Despite the negative impacts of the coronavirus pandemic on companies across the globe, business leaders in Africa see a rapid recovery on the horizon in the first quarter of 2021, according to a survey by Deloitte, a multinational professional services network, and Africa CEO Forum, a platform for high-level business meetings targeting private sector investors and financiers from across Africa.
The report said African business leaders are increasingly confident about the continent’s long-term economic growth, while also acknowledging that the slowdown in global economic growth will have a negative impact on their domestic operations.
With digitalization having proven to be a short-term solution to ensuring business continuity during the crisis, African business leaders see it as a central priority going forward.
The report said the youthfulness of the population and the relative absence of technological legacies, which could create resistance to change, favor the faster adoption and diffusion of innovation than in other regions.
The adoption of mobile payment technology, with the widespread use of nano-savings and nano-credit solutions, is a perfect example.
Due to its strategic nature, innovation is increasingly developed internally by companies that identify mobile and digital technologies as development priorities for the coming year, the report said.
It said the under-utilization of data represents real potential for accelerated growth for private sector stakeholders, as innovation should enable data qualification, thus promoting their use, storage and sharing, with a view to better serving customers and communities.
While African business leaders are evidently convinced of the essential nature of the collection and use of such data, they express regret that too few initiatives are being developed in this area, the report said.
However, it said Royal Air Maroc stands out due to the fact that the development of information systems and the use of data are central concerns for the group, both contributing to improvements in the customer experience.
The report said private sector stakeholders agree there is a need to develop stronger collaboration between private and public stakeholders in innovation at the continental level to enhance Africa’s attractiveness for innovation investment.
Therefore, the business climate, regulations, infrastructure development, like electrification of rural areas and establishment of data hubs, and incubators across the entire continent must be considered, aiming for greater standardization and the creation of more favorable conditions for the development and diffusion of new technologies on the continent.
In addition to innovation, corporate social responsibility strategies and the return to local production in tandem with the overhaul of supply chains are initiatives that will continue to have positive benefits over the long term.
Seventy-three percent of leaders surveyed expect the coronavirus crisis to have a positive impact on local development initiatives and the strengthening of CSR approaches.
In parallel, 91 percent of leaders predict that changes will be made to value chains at the global level, with a move towards regionalization, which will have a major impact in terms of sourcing and logistics.
Business leaders also are better prepared to manage risk.
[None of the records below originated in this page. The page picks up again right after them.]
PR #293, opened 2025-05-05
Ability to perform unit tests on models with dependencies - fixing ref() macro

99Lys:
### Summary

Fixing our custom `ref()` macro in order to support unit testing on models with dependencies.

### Description

This is originated from the error we were getting while trying to perform unit tests on models with dependencies → `Compilation Error ... 'dict object' has no attribute 'nodes'`. Our original override of `ref()` macro relies on `graph` Jinja function in some specific cases to retrieve the metadata of a model. 
However, this `graph` is not available (with content) during unit tests, but it's essential for other cases (e.g. **reflection** models). Therefore, we added a check before its usage and enabled `ref()` on unit testing models. With this fix, we basically are using the builtin `ref()`'s result.

### Test Results

- Refactored tests for unit testing
- All tests are passing

### Changelog


howareyouman (approved):
Great work with ref() function support!

tests/functional/adapter/unit_testing/test_unit_testing.py
```diff
@@ -106,119 +75,8 @@ def data_types(self):
...
-        return {
-            "my_model_2.sql": my_model_2_sql,
-            "unit_tests_2.yml": test_my_model_2_yml,
-        }
-
-    def test_case_insensitivity(self, project):
-        results = run_dbt(["run"])
-        assert len(results) == 1
-
-        results = run_dbt(["test"])
```
bcmeireles, line 173: why are we removing this test?

99Lys: This test was an override to the original `test_case_insensitivity` from dbt because at that time we didn't support `ref()` in unit testing so I needed to manually create a model without dependencies (I combined the two existing fixtures into one) and adjust the number of models being ran - `assert len(results) == 2` → `assert len(results) == 1`.
Since now `ref()` it's fixed, we can just run the original tests without adjustments

simonpannek (approved):

bcmeireles (approved):

valterfrancisco-dremio (approved):

PR #294, opened 2025-05-14
Fix data type issue in fixtures creation

99Lys:
### Summary

Fixes data type casting issues while mocking unit testing data.

### Description

We noticed that not all data types were being correctly parsed from dbt to Dremio in fixtures creation. This was happening because:
- dbt assumes all castings have the format `cast <data> as <type>` but for Dremio SQL dialect this won't always work (e.g. arrays) → therefore, we overrode `safe_cast` macro and adjusted the format of each casting according to the type / context of the query.
- The `input` field we provide in unit tests configuration will internally become an ephemeral model built based on the model being tested. This input model creation relies on the metadata stored in Dremio - column names, types, etc -, so in order to do this mapping from Dremio results to a table we can manipulate in dbt's environment, `agate` library was used. The problem is this library **infers** the types of the column values in a specific order by default ([agate.TypeTester](https://agate.readthedocs.io/en/latest/api/type_tester.html)) which led to the numeric type casting issues (values like _0_, _1_ and _null_ were all being treated as **Boolean**) → the fix is to force it to use a specific data type in types where the values that can be misinterpreted as Boolean.

### Test Results

- Refactored unit testing data types test → based on Dremio supported types, added tests for them
- All tests are passing

### Changelog


dbt/adapters/dremio/api/cursor.py
```diff
@@ -180,13 +180,16 @@ def _populate_results_table(self):
...
             for col in self._job_results["schema"]:
                 name = col["name"]
                 data_type_str = col["type"]["name"]
-                if data_type_str == "BIGINT":
-                    tester = agate.TypeTester(force={f"{name}": agate.Number()})
-
+                if data_type_str == "BIGINT" or data_type_str == "INTEGER":
+                    force[name] = agate.Number()
+            if force:
+                tester = agate.TypeTester(force=force)
```
bcmeireles, line 192: Have other adapters done such a thing? Trying to understand the logic behind `force`

99Lys: As far as I know other adapters didn't do anything like this (this might be specific to the way the adapter communicates with Dremio). In this case this "forcing" was already being done with `BIGINT` before, and I just added `INTEGER` as well

dbt/include/dremio/macros/utils/safe_cast.sql
```diff
@@ -0,0 +1,9 @@
+{% macro dremio__safe_cast(field, type) %}
+    {% if type.startswith('interval') or (field|string).startswith("'convert_from") %}
```
simonpannek, line 2: I've seen other connectors do these checks with `upper()`/`lower()` checks. Is this something we need to do as well, or are the types always lower case when working with Dremio (and if so, why)?

dbt/adapters/dremio/api/cursor.py
simonpannek: Could you explain in more detail what's happening here exactly?

dbt/include/dremio/macros/utils/safe_cast.sql
99Lys: Good point, we need. All the tests were in lowercase that's why is was working :')
Will fix it now

dbt/adapters/dremio/api/cursor.py
99Lys: Take a look at the description (or if you already did, let me know if there is anything that's not clear)

dbt/include/dremio/macros/utils/safe_cast.sql
```diff
@@ -0,0 +1,9 @@
+{% macro dremio__safe_cast(field, type) %}
+    {% if type.lower().startswith('interval') or (field|string).lower().startswith("'convert_from") %}
+        {{field}}
+    {% elif type == 'array' %}
+        {{type ~ field}}
```
howareyouman, line 5: How will this work? What is  `{{type ~ field}}`? Could you please add the example here?

howareyouman (approved):
Great result! 
I see only 1 type is missing - Map (I suppose because we can't have it in SQL without a table with this type). 
The description of PR was useful!

simonpannek (approved):

dbt/include/dremio/macros/utils/safe_cast.sql
99Lys: Suppose the query is
```sql
select array[1,2,3] as test_column
```
- `type` is `array`
- `field` is `[1,2,3]`
- `~` is used to concatenate strings

So the result will be `array[1,2,3]` (basically what is in the original query)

Indeed, 41 percent of executives report they have set up a formalized risk appetite framework internally, aligned with strategy, and operationally implemented throughout the company.
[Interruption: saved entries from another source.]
PR #296, opened 2025-05-28
dbt 1.9 migration

99Lys:
### Summary

Updating dbt-dremio to match dbt-core v1.9.0.

### Description

Following [Adapter Maintainers: Upgrading to dbt-core v1.9.0](https://github.com/dbt-labs/dbt-core/discussions/11125):
- Snapshot improvements
   - Snapshots: Enable setting a datetime value for `dbt_valid_to` for current records instead of `NULL`
   - Snapshots: Enable `hard_deletes` config to add a metadata column if a record has been deleted (automatically inherited from dbt-adapters)
   - Snapshots: Allow customizing names of metadata fields
   - Snapshots: Enable `unique_key` as a list (automatically inherited from dbt-adapters)
- Microbatch incremental strategy → optional, so not included in this PR

### Test Results

- Fixed _tests/hooks/test_run_hooks.py_
- Added `TestSnapshotDbtValidToCurrentDremio`, `TestSnapshotColumnNamesDremio`, `TestSnapshotColumnNamesFromDbtProjectDremio` and `TestSnapshotInvalidColumnNamesDremio` tests for the snapshot improvements

### Changelog

### DIFF
--- a/dbt/include/dremio/macros/adapters/snapshot.sql
+++ b/dbt/include/dremio/macros/adapters/snapshot.sql
@@ -17,26 +17,44 @@ limitations under the License.*/
   {%- set columns = config.get("snapshot_table_column_names") or get_snapshot_table_column_names() -%}
   {%- set insert_cols_csv = insert_cols | join(', ') -%}
 
+  {%- set update_source -%}
+    (
+      select *
+      from {{ source }}
+      where dbt_change_type in ('update', 'delete')
+    )
+  {%- endset -%}
+
+  {%- set insert_source -%}
+    (
+      select *
+      from {{ source }}
+      where dbt_change_type = 'insert'
+    )
+  {%- endset -%}
+
+  -- First, handle updates/deletes for matched records
   merge into {{ target }} as DBT_INTERNAL_DEST
-  using {{ source }} as DBT_INTERNAL_SOURCE
+  using {{ update_source }} as DBT_INTERNAL_SOURCE
+  on DBT_INTERNAL_SOURCE.{{ columns.dbt_scd_id }} = DBT_INTERNAL_DEST.{{ columns.dbt_scd_id }}
+    {%- if config.get("dbt_valid_to_current") %}
+    and (
+      DBT_INTERNAL_DEST.{{ columns.dbt_valid_to }} = {{ config.get('dbt_valid_to_current') }}
+      or DBT_INTERNAL_DEST.{{ columns.dbt_valid_to }} is null
+    )
+    {%- else %}
+    and DBT_INTERNAL_DEST.{{ columns.dbt_valid_to }} is null
+    {%- endif %}
+
+  when matched then update
+    set {{ columns.dbt_valid_to }} = DBT_INTERNAL_SOURCE.{{ columns.dbt_valid_to }};
+
+  -- Then, handle inserts for non-matched records
+  merge into {{ target }} as DBT_INTERNAL_DEST
+  using {{ insert_source }} as DBT_INTERNAL_SOURCE
   on DBT_INTERNAL_SOURCE.{{ columns.dbt_scd_id }} = DBT_INTERNAL_DEST.{{ columns.dbt_scd_id }}
 
-  when matched
-    {%- if config.get("dbt_valid_to_current") %}
-      and (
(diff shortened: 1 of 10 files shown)


tests/functional/adapter/empty/test_empty.py
```diff
@@ -41,15 +41,3 @@ def models(self):
             "model.sql": _models.model_sql,
             "sources.yml": schema_sources_yml,
         }
-
-    def test_run_with_empty(self, project):
```
99Lys, line 45: Removing this to keep the original `test_run_with_empty` test (basically the same, but without the comments)

dbt/include/dremio/macros/builtins/builtins.sql
```diff
@@ -24,8 +24,8 @@ limitations under the License.*/
       and model.config.format is defined
       else none -%}
     {%- set format_clause = format_clause_from_node(model.config) if format is not none else none -%}
-    {%- set relation2 = api.Relation.create(database=relation.database, schema=relation.schema, identifier=relation.identifier, format=format, format_clause=format_clause) -%}
-    {{ return (relation2) }}
+    {%- set relation2 = api.Relation.create(database=relation.database, schema=relation.schema, identifier=relation.identifier, format=format, format_clause=format_clause, limit=relation.limit) -%}
```
99Lys, line 27: Fix needed for _test_empty_: `--empty` flag applies `limit 0` to the relation but we were not applying it properly before

dbt/include/dremio/macros/adapters/snapshot.sql
```diff
@@ -14,22 +14,33 @@ limitations under the License.*/
...
-        then insert ({{ insert_cols_csv }})
-        values
-            ({% for column_name in insert_cols -%}
-                DBT_INTERNAL_SOURCE.{{ column_name }}
-                {%- if not loop.last %}, {%- endif %}
-            {%- endfor %})
-
-{% endmacro %}
\ No newline at end of file
+  {%- set columns = config.get("snapshot_table_column_names") or get_snapshot_table_column_names() -%}
```
99Lys, line 17: Snapshots: Allow customizing names of metadata fields → https://github.com/dbt-labs/dbt-adapters/pull/290/files#diff-f2707a5031a3e4b6d1455d3afa33315cc491e7dcde2b2ee07886bea29844ac10

howareyouman: Do we have a test that will validate this new behavior?

howareyouman (commented):
Could you please add the test for the new behavior of snapshot macro? 
The rest is great.

dbt/include/dremio/macros/adapters/snapshot.sql
howareyouman: But I don't see that we are using this BaseSnapshotColumnNames test from dbt-core here - https://github.com/dremio/dbt-dremio/blob/main/tests/functional/adapter/materialization/test_snapshots.py

howareyouman: My only concern here is to have a test that will test this macro with a new logic in it. 
If we already have tests which are covering it - I'm ok, but if not that we should create some.

tests/functional/adapter/materialization/test_snapshots.py
```diff
@@ -97,3 +103,15 @@ def project_config_update(self):
             "seeds": {"+twin_strategy": "prevent"},
             "name": "snapshot_strategy_timestamp",
         }
+
+class TestSnapshotDbtValidToCurrentDremio(BaseSnapshotDbtValidToCurrent):
```
howareyouman, line 107: Don't we need to override unique_schema and dbt_profile_data functions?

howareyouman: I mean should we keep them in TestSnapshotTimestampDremio and TestSnapshotCheckColsDremio classes as well?

howareyouman (dismissed):
Thanks for your PR!
It would be awesome if we could clean TestSnapshotCheckColsDremio and TestSnapshotTimestampDremio test classes.

howareyouman (approved):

“The coronavirus crisis is a reminder that there are many exogenous risks which can affect companies and come on suddenly, hence they need to be adequately prepared,” the report said.
Sixty percent of leaders think coronavirus will have a long-term, more structural impact on corporate governance that will transform them and arm them for future crises.
Leaders are now acutely aware of the importance of governance not as a regulatory obligation, but as a lever for growth and development, particularly in terms of access to financing and talent retention.
For 37 percent of business leaders surveyed, Côte d’Ivoire, Ghana, Kenya, Rwanda and Senegal are the top five most attractive countries for investment in 2020.